Monsieur, je vous en supplie, écoutez-moi : ce que vient de dire ce malheureux est un tissu d’horribles calomnies ; il est en démence. Mais si on l’arrête, il est assez scélérat pour répéter ces indignités : le monde est si méchant qu’on le croirait. Jugez monsieur quelle honte pour notre maison, et surtout quel scandale pour la morale publique ! Aussi, monsieur, je vous en conjure, au nom de l’honneur d’une famille, au nom de la mémoire de ma pauvre fille qui va être souillée par ces affreuses calomnies, abandonnez cet homme à ses remords ! Aujourd’hui même il quittera Paris, la France.

LE DUC, riant.

Ah ! ah ! ah ! voyez-vous, chère belle-mère, voilà déjà les regrets ! Ah ! ah ! je vous l’ai dit, vous pleurerez avec des larmes de sang votre stupidité.

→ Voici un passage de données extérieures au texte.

Issue #11552, opened 2023-05-14
macOS sandboxing: User reprompted for folder permission at every launch


fwcd:
### Bug Description

In recent Mixxx snapshots, the user is asked for permission to access a folder every time Mixxx launches:

![image](https://github.com/mixxxdj/mixxx/assets/30873659/6bc35a6e-2bd4-49af-add9-c08189c56562)

Not sure if this is intentional, most apps on macOS persist this permission in some way, should Mixxx do something similar? This dialog shows up even if the user has granted "Full Disk Access" via the system settings:

![image](https://github.com/mixxxdj/mixxx/assets/30873659/de08a995-0b32-4140-89b6-ebc57923243c)

This issue seems to be present in all snapshots since 3f9d90c16e, snapshots before 9e974cdb44 didn't have it so it's most likely caused by a sandboxing change [between these commits](https://github.com/mixxxdj/mixxx/compare/9e974cdb44..3f9d90c16e).

### Version

2.5-alpha-33-g3e500b1abc

### OS

macOS 13.4 (arm64)

fwcd:
Maybe of interest: https://lapcatsoftware.com/articles/2023/6/1.html

fwcd:
I cannot reproduce this any longer. Maybe it was macOS Sonoma that fixed it or https://github.com/mixxxdj/mixxx/pull/11936?

If anyone can reproduce this, feel free to comment and I'll reopen this.

PR #3761, opened 2021-04-02
Remove TrackFile class

uklotzde:
~~### TODO~~
- ~~[ ] Check if the sandboxing commit could be split into smaller chunks. Although I don't expect that it is worth the effort.~~

### DONE
- Replaced the special case `TrackFile` with `mixxx::FileInfo` and `mixxx::FileAccess`. The latter includes a sandboxing token.
- `Sandbox`: Create a sandboxing token from either `mixxx::FileInfo` or `QDir`. I preferred not to remove the existing `QDir` member functions in favor of `mixxx::FileInfo` (that could represent both, i.e. files and directories).

PR #12457, opened 2023-12-22
Sandbox: Fix regression that caused `Sandbox::canAccess` to fail

### LINKED ISSUE #12137: Mixxx seeking access permission form iTunes Media folder on every launch

fwcd:
### Fixes #12137 (and #11552)

This fixes a regression with macOS sandboxing introduced in #3761 that caused `Sandbox::canAccess` to always fail and to wrongly present this dialog on every launch:

image

The issue was that the token is not assigned to a variable and thus immediately deinitialized (and invalidated):

```cpp
bool Sandbox::canAccess(mixxx::FileInfo* pFileInfo) {
    ...
    openSecurityToken(pFileInfo, true); // Token is invalidated immediately
    return pFileInfo->isReadable();     // therefore this may wrongly return false!
}
```

See https://github.com/mixxxdj/mixxx/pull/3761#issuecomment-1867131495 for details. To avoid regressing on this in the future, I have added a `[[nodiscard]]` to the `openSecurityToken` methods, which will generate a warning if used like this again.

### DIFF
--- a/src/util/sandbox.h
+++ b/src/util/sandbox.h
@@ -54,17 +54,17 @@ class Sandbox {
     }
 
 #if defined(__GNUC__) && __cplusplus < 201907L
-#define RATIONALE
+#define SECURITY_TOKEN_NODISCARD_RATIONALE
 #else
-#define RATIONALE                                                      \
+#define SECURITY_TOKEN_NODISCARD_RATIONALE                             \
     ("A new security token should be used, e.g. by assigning it to a " \
      "variable, otherwise it will be invalidated immediately.")
 #endif
 
-    [[nodiscard RATIONALE]] static SecurityTokenPointer openSecurityToken(
-            mixxx::FileInfo* pFileInfo, bool create);
-    [[nodiscard RATIONALE]] static SecurityTokenPointer openSecurityTokenForDir(
-            const QDir& dir, bool create);
+    [[nodiscard SECURITY_TOKEN_NODISCARD_RATIONALE]] static SecurityTokenPointer
+    openSecurityToken(mixxx::FileInfo* pFileInfo, bool create);
+    [[nodiscard SECURITY_TOKEN_NODISCARD_RATIONALE]] static SecurityTokenPointer
+    openSecurityTokenForDir(const QDir& dir, bool create);
 
   private:
     Sandbox() = delete;
@@ -72,7 +72,8 @@ class Sandbox {
     static ConfigKey keyForCanonicalPath(const QString& canonicalPath);
 
     // Must hold s_mutex to call this.
-    [[nodiscard RATIONALE]] static SecurityTokenPointer openTokenFromBookmark(
+    [[nodiscard SECURITY_TOKEN_NODISCARD_RATIONALE]] static SecurityTokenPointer
+    openTokenFromBookmark(
             const QString& canonicalPath, const QString& bookmarkBase64);
 
     // Creates a security token. s_mutex is not needed for this method.
--- a/src/util/sandbox.h
+++ b/src/util/sandbox.h
@@ -53,14 +53,18 @@ class Sandbox {
         return createSecurityToken(dir.canonicalPath(), true);
     }
 
-    [[nodiscard(
-            "A new security token should be assigned to a variable, otherwise "
-            "it will be invalidated immediately.")]] static SecurityTokenPointer
-    openSecurityToken(mixxx::FileInfo* pFileInfo, bool create);
-    [[nodiscard(
-            "A new security token should be assigned to a variable, otherwise "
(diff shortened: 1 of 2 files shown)


JoergAtGithub:
Doesn't the compiler optimize this unused variable away?

Holzhaus:
> Doesn't the compiler optimize this unused variable away?

I think not. We also use RAII and there the unused variable is not optimized away either. But in any case we should probably mark the token with `Q_UNUSED` or something?

src/util/sandbox.h
```diff
@@ -53,8 +53,14 @@ class Sandbox {
...
-    static SecurityTokenPointer openSecurityToken(mixxx::FileInfo* pFileInfo, bool create);
-    static SecurityTokenPointer openSecurityTokenForDir(const QDir& dir, bool create);
+    [[nodiscard(
+            "A new security token should be assigned to a variable, otherwise "
+            "it will be invalidated immediately.")]] static SecurityTokenPointer
+    openSecurityToken(mixxx::FileInfo* pFileInfo, bool create);
+    [[nodiscard(
+            "A new security token should be assigned to a variable, otherwise "
+            "it will be invalidated immediately.")]] static SecurityTokenPointer
+    openSecurityTokenForDir(const QDir& dir, bool create);
```
daschuer, line 63: This fails unfortunately on Ubuntu Focal  
```
src/util/sandbox.h:59:62: error: wrong number of arguments specified for ‘nodiscard’ attribute
   59 |     openSecurityToken(mixxx::FileInfo* pFileInfo, bool create);
      |   
```

This works: 

```suggestion
#if defined(__GNUC__) && __cplusplus < 201907L
#define RATIONAL
#else
#define RATIONAL                                                            \
    ("A new security token should be assigned to a variable, otherwise it " \
     "will be invalidated immediately.")
#endif

    [[nodiscard RATIONAL]] static SecurityTokenPointer openSecurityToken(
            mixxx::FileInfo* pFileInfo, bool create);
    [[nodiscard RATIONAL]] static SecurityTokenPointer openSecurityTokenForDir(
            const QDir& dir, bool create);
```

daschuer (changes requested):

daschuer:
I think we have no issue with the variable being unused. It is a QSharedPointer<SandboxSecurityToken> which has a scope until the end of the function.

src/util/sandbox.h
JoergAtGithub: I don't think we should add workarounds for such old C++ language versions.
This is in line with our [Minimum requirements policy](https://github.com/mixxxdj/mixxx/wiki/Minimum-requirements-policy). The oldest supported Ubuntu version is currently 22.04.

daschuer: This is no reason to drop Ubuntu Focal support on the last minute before the 2.4 release. 
The alternative would be to make the rational a comment. It will anyway never appear, because the bug is now fixed.

JoergAtGithub: Than we should at least ensure, that this workaround get not merged into Main.

daschuer: I will take care.

fwcd: Nit: It should be "rationale"

fwcd: > Than we should at least ensure, that this workaround get not merged into Main.

We could simply add a commit on `main` removing this workaround after the next 2.4 -> `main` merge. That should make sure that everything not touching those lines would merge cleanly in the future.

daschuer: I have updated the suggestion.

Swiftb0y (approved):

src/util/sandbox.h
```diff
@@ -53,17 +53,27 @@ class Sandbox {
         return createSecurityToken(dir.canonicalPath(), true);
     }
 
-    static SecurityTokenPointer openSecurityToken(mixxx::FileInfo* pFileInfo, bool create);
-    static SecurityTokenPointer openSecurityTokenForDir(const QDir& dir, bool create);
+#if defined(__GNUC__) && __cplusplus < 201907L
+#define RATIONALE
```
uklotzde, line 57: Introducing a define with a generic name in a widely used header file is probably not a good idea.

fwcd: I agree, I forgot this was the header and not the implementation file when I saw this. I've renamed it to `SECURITY_TOKEN_NODISCARD_RATIONALE`.

daschuer (approved):
Thank you. 2.4 is coming into sight!

PR #12462, opened 2023-12-23
Library: fix track relocation query

ronso0:
After all it was missing `:` that made the entire relocation fail.
Seems this was broken for years.

I'm surprised there's no error raised for no-op `bindvalue()`.

mentioning **Relink** so I find this PR later on

### DIFF
--- a/src/library/dao/directorydao.cpp
+++ b/src/library/dao/directorydao.cpp
@@ -201,8 +201,9 @@ QList<RelocatedTrack> DirectoryDAO::relocateDirectory(
     const QString replacement = "UPDATE track_locations SET location=:newloc WHERE id=:id";
     query.prepare(replacement);
     for (int i = 0; i < loc_ids.size(); ++i) {
-        query.bindValue("newloc", relocatedTracks.at(i).updatedTrackRef().getLocation());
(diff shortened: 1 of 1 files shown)


ronso0:
@mixxxdj/developers This is quick fix and I'd appreciate if someone could take a look and press merge, for those millions of Mixxx users who will migrate to the new PCs they'll get for christmas ; )

fwcd (approved):
Looks reasonable to me, should this target 2.4 (base branch is `main` currently)?

ronso0:
jup, correct, switched to 2.4

ronso0:
Oh, oh... a bug slipped in here.
It unconditionally sets `directory` to the new **root** dir for all relocated tracks.

This will probably not be noticed. Afaict `directory` is not used, eg. "Search related.." -> Directory uses the `location` of the track, and a later relocate action will also work.
But there may be issues after purging tracks where the track file has not been deleted, see https://github.com/mixxxdj/mixxx/blob/43d6356a2fc4aa00d0399d1f12d0c3d0c04b66d4/src/library/dao/trackdao.cpp#L1116

And the `dir:` filter will not yield all results -- which partially broke #14683 for me :|

Fix is #16578

PR #12463, opened 2023-12-23
Skins: add `skins:` path alias

ronso0:
This fixes an inconvenience noticed by @mxmilkiib in https://github.com/mixxxdj/mixxx/issues/10123#issuecomment-1859008968

If you want to mod a skin that uses template urls like `skin:../Deere/some_template.xml` by copying it to the user skins directory and rename it so it's easy to identify in the skins combobox, this would break the template url scheme (requiring to alter all template urls to fix).

This PR adds the system skins directory as `skins` to the QDir searchpaths for all `src` attributes. For the plain `LaunchImageStyle` string `skins:[skin name]` is resolved to the actual path.
Now it's possible to locate templates via `src="skins:Deere/some_template.xml`, which in turn simplifies the process of creating simple skin mods:
* create user skin directory **LateNight (bright waveforms)**
* copy/paste only `skin.xml` and adjust the waveform color variables for example
* (loads all templates and stylesheets from original LateNight)
* (benefit from all LateNight updates, except those in skin.xml)

The other commits adjust Deere, LateNight and Tango to use `skins:`, and simplifies the 64-sampler templates a bit.


src/skin/legacy/legacyskinparser.cpp
```diff
@@ -398,6 +398,17 @@ QWidget* LegacySkinParser::parseSkin(const QString& skinPath, QWidget* pParent)
         }
     }
 
+    // This enables file paths like 'skins:Deere/some_template.xml',
+    // in addition to relative paths like 'skins:Deere/some_template.xml'
+    // Note: Here we assume this path exists. If it doesn't SkinLoader::getSkinSearchPaths()
+    // would have already triggered an error message.
+    // Note: we may also add the user skins path, in case there are custom skins
+    // that use the same template inheritance scheme like official skins, but we
+    // don't because unfirtunatey there is no reliable way to apply equivalent
```
daschuer, line 407:
```suggestion
    // don't because unfortunately there is no reliable way to apply equivalent
```

daschuer (changes requested):
Just a typo, the rest LGTM Thank you.

JoergAtGithub:
LGTM and works on my Windows11 system as before! Thank you!

ronso0:
Thanks for testing this!

Russe:
I don't get this to run with a modded skin. Is there any further description how to use this feature?
What do I need to do when I want to change LateNight toolbar.xml only?

These are my steps trying to get a modded skin to run:
- create user skin folder "LateNight (Test)" at .mixxx/skins/
- copy toolbar.xml from /usr/share/mixxx/skins/LateNight to .mixxx/skins/LateNight (Test)/
- change some content of this copied toolbar.xml
- restart Mixxx and choose skin "LateNight (Test)"

Now the "original" skin will be loaded instead my adapted toolbar.xml
When also copying skin.xml and adapt the path to my modded toolbar.xml the toolbar will not be displayed anymore.

ronso0:
If you want a skin mod you need to copy only skin.xml and the (top-level) files the files to be modded.
For templates in subdirectories you'd need that subdirectory and mod the respective skins.

So, in your case
* copy skin.xml and toolbar.xml
* change `<Template src="skins:LateNight/toolbar.xml"/>` to
`<Template src="skin:toolbar.xml"/>` so Mixxx looks for it in the parent skin directory
* change `toolbar.xml` to your liking
* load "LateNight (Test)"

I agree, all in all this is still no optimal solution but IMO it's better than before.

Russe:
This is what I did.
Today, I did an update of Mixxx to most recent version 2.4-beta-314-g71dceb27ba
Again, with the same steps of your description the toolbar will not be displayed any more.
Am I using the wrong version of Mixxx?

My System: Ubuntu 22.04.3 LTS

ronso0:
Hmm, works nicely for me.
Note the difference `skin:` vs. `skins:` (plural).
 I created `LateNight---toolbar` in the user skins dir, with just `skin.xml` and `toolbar.xml`, and in `skin.xml` I'm using
`<Template src="skin:toolbar.xml"/>` (which loads `LateNight---toolbar/toolbar.xml`) and I see the changes I made.

However, there seems to be a double `/` when adding the system skin path, I'll push a fix.

ronso0:
With more debug output I now see the QDir searchPaths persist, i.e. `skins` is added repeatedly when reloading a skin.
I'll fix that, too.

PR #12464, opened 2023-12-24
mp3 garbage detection fix

daschuer:
@acolombier has provided a file with some garbage at the beginning here https://github.com/mixxxdj/mixxx/issues/11923

Due to a missing sanity check, libmad fails to decode the file with an insane high bit rate. There is a similar check for Layer III but in this case Layer I was read from the garbage leads to bypassing the check.
I have added the check now in the Mixxx code and I can now play the file without any issues.   

The same check for layer III can be found here: 
https://github.com/markjeee/libmad/blob/c2f96fa4166446ac99449bdf6905f4218fb7d6b5/frame.c#L286


JoergAtGithub:
Could you extract this section of the mp3 file, to use it as test case for all sound sources, that support MP3?

JoergAtGithub:
Is main the right target for this bugfix?

JoergAtGithub:
LGTM! Thank you!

LE MAGISTRAT, à la princesse.

Madame, il m’est impossible de ne pas mettre à l’instant M. de Beaupertuis en état d’arrestation.

LE CHEVALIER, au magistrat.

Monsieur, un mot, de grâce. Ma chaise de poste est en bas, à l’instant, devant vous, j’y monte avec cet homme et nous partons pour la Belgique ; j’ai deux pistolets chargés dans ma voiture, je vous donne ma parole de gentilhomme que s’il tente de s’échapper je lui brûle la cervelle ; mais, pour l’honneur d’une famille dont le chef représente en ce moment la France à l’étranger, laissez-moi emmener cet homme. Je réponds de lui corps pour corps, et il quittera la France mort ou vif.

LE MAGISTRAT.

La justice, monsieur, une fois saisie, doit suivre son cours ; je déplore cruellement le scandale que causera cette malheureuse affaire, mais, encore une fois, je ne puis transiger avec mon devoir, (Au duc.) Monsieur, êtes-vous prêt ?

LE DUC.

À vos ordres, monsieur ; mon valet de chambre m’apportera ce qu’il me faut en prison… Adieu, chère belle-mère ; adieu, chevalier ; je mourrai sur l’échafaud, mais vous mourrez de honte et de désespoir. Nous sommes quittes.